Few terms of corporate art are more abused than “strategy” and its cousins. Put “strategic” ahead of simple decisions (strategic acquisition, strategic initiative, strategic hiring) and the people carrying them out can feel more important, while those advising can charge a higher fee.
Since January, the Financial Times has reported that more than 30 organisations – from Abertis, the Spanish airports operator, to Zenergy Power, the superconductor developer – are carrying out, will carry out or have carried out some sort of “strategy review”. In principle, this should be a good thing. In the face of clear evidence of the dangers of complacency or inertia (Blockbuster ambushed by Netflix; Nokia surprised by Apple), all companies ought to revisit more frequently the threats they face and what they must do to neutralise them. The act of reviewing strategy should at least lead over time to improvements in making and pursuing it, shouldn’t it?
Not so. In 216BC, Hannibal, dubbed the father of strategy, beat a larger Roman army at Cannae with what has become a classic military outflanking manoeuvre. Yet, 22 centuries later, says Richard Rumelt of UCLA, organisations have not really built on the superiority established by the Carthaginians. Far from having evolved to a higher level of strategic thinking, most leaders are still winging it and, as he drily points out in his new book, “winging it is not a strategy”.
Despite Prof Rumelt’s lofty reputation in this crowded field, Good Strategy/Bad Strategy is his first book aimed at a general audience and only his second as a sole author since 1974. While he has vented about strategy in articles, in lectures and in advisory work for companies, he has bottled up plenty of frustration over the past decades. As he explained to me last week: “Most of the world isn’t intending to get [strategy] wrong: they aren’t getting it at all.”
In fact, it is worse than that. Many companies are actively pursuing bad strategies. A bad strategy is not the same as a strategy that founders because of miscalculations or mistaken choices (I suspect Prof Rumelt has a soft spot for these decisive failures) but it is the antithesis of good strategy. Its all too familiar hallmarks are: fluff – a “superficial restatement of the obvious combined with a generous sprinkling of buzzwords”; failure to face the problem; mistaking goals for strategy; and bad strategic objectives.
Prof Rumelt’s explanations of where companies are going wrong are bracing and his prescriptions for good strategy – for example: diagnose critical challenges, set a guiding policy to deal with them, then take coherent action to accomplish your goals – have a simple force. But I fear few executives will take his medicine.
One reason is that they fear the accusation of inconsistency. Incumbents, unwilling to be dubbed flip-floppers, tend to stick with their bad strategy. Shareholders, instead of allowing an established chief executive to change his or her mind, change the chief executive, heralding the inevitable strategic review and potentially doubling the disruption.

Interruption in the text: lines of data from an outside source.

PR #2490, opened 2025-12-31
fix: apply high contrast colors when system theme is selected

### LINKED ISSUE #2489: fix: high contrast setting ignored when system theme is selected
## Description

When the **System** theme is selected and **Increase contrast** is enabled, the high contrast color scheme is not applied. The app falls back to the default `light`/`dark` schemes instead of `light_high_contrast`/`dark_high_contrast`.

## Steps to Reproduce

1. Open Settings → Appearance
2. Select **System** theme
3. Enable **Increase contrast**
4. Observe that the UI does not show high contrast colors

## Expected Behavior

When System theme is selected with high contrast enabled:
- In light mode: `light_high_contrast` scheme should be applied
- In dark mode: `dark_high_contrast` scheme should be applied

## Actual Behavior

The app uses default `light` and `dark` schemes regardless of the high contrast setting.

## Root Cause

In `src/renderer/utils/theme.ts`, the `mapThemeModeToColorScheme()` function returns `null` for `Theme.SYSTEM` unconditionally (line 53), bypassing the high contrast logic entirely.

## Proposed Fix

Add a new helper function that handles the System theme case by returning both day and night schemes with proper high contrast support.

afonsojramos:
## Summary

Fixes #2489

When "System" theme is selected with "Increase contrast" enabled, the high contrast color schemes were not being applied. The app would fall back to default `light`/`dark` schemes instead of `light_high_contrast`/`dark_high_contrast`.

This adds high contrast fallback constants and uses them when the system theme returns `null` for the color scheme.

## Test plan

- Select "System" theme in Settings → Appearance
- Enable "Increase contrast"
- Verify high contrast colors are applied in both light and dark system modes

### DIFF
--- a/src/renderer/context/App.tsx
+++ b/src/renderer/context/App.tsx
@@ -55,7 +55,9 @@ import {
 import { clearState, loadState, saveState } from '../utils/storage';
 import {
   DEFAULT_DAY_COLOR_SCHEME,
+  DEFAULT_DAY_HIGH_CONTRAST_COLOR_SCHEME,
   DEFAULT_NIGHT_COLOR_SCHEME,
+  DEFAULT_NIGHT_HIGH_CONTRAST_COLOR_SCHEME,
   mapThemeModeToColorMode,
   mapThemeModeToColorScheme,
 } from '../utils/theme';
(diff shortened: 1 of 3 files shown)


setchy (approved):

afonsojramos:
@setchy found this one out testing the tauri branch, but found out that it actually already existed 🙈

A second reason for strategic failure is that leaders grow obsessed with dealmaking. Companies are brought to the public markets too soon and, once listed, pursue growth by acquisition – an option that should always be considered guilty until proved innocent, according to Prof Rumelt. My remedial starting point would be to outlaw the term “strategic review” when the exercise is conducted by a friendly investment bank with an interest in recommending a fee-generating deal at the end of the process.

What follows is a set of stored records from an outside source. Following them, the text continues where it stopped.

PR #2502, opened 2026-01-05
feat: format display attributes on GitifyNotification

setchy:
Add a new `display` section to our `GitifyNotification` type and a final formatting stage.

Notification stages are now: `fetch` → `transform` → `base filter` → `enrich` → `detail filter` → `format` → `ordering/stabilizing`

Moved across several of our formatting calls to be part of the `formatNotification` function [note: there are more, these will follow in follow up PRs].  

As part of this refactor, I have also simplified the handler interface to focus on parts that vary between notification types (previously it was also performing some base formatting duties)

Last, executives succumb to leadership by “vision”. This is the kind of missionary zeal – “our strategic goal is to win” – that Lou Gerstner seemed to have consigned to the strategy-shredder in 1993, when he told reporters that “the last thing IBM needs right now is a vision”.
In his book, Prof Rumelt dismisses “ritual recitations [that] tap into a deep human capacity to believe that intensely focused desire is magically rewarded”. In person, he sounds more depressed about the trend. He recently asked his students to write down why companies were successful. Eight out of 10 offered a version of the answer that it was because those companies’ leaders had vision. “Where is this coming from?” he grumbles. Certainly not from the clear strategic thinking that won victory for Hannibal at Cannae two millennia ago.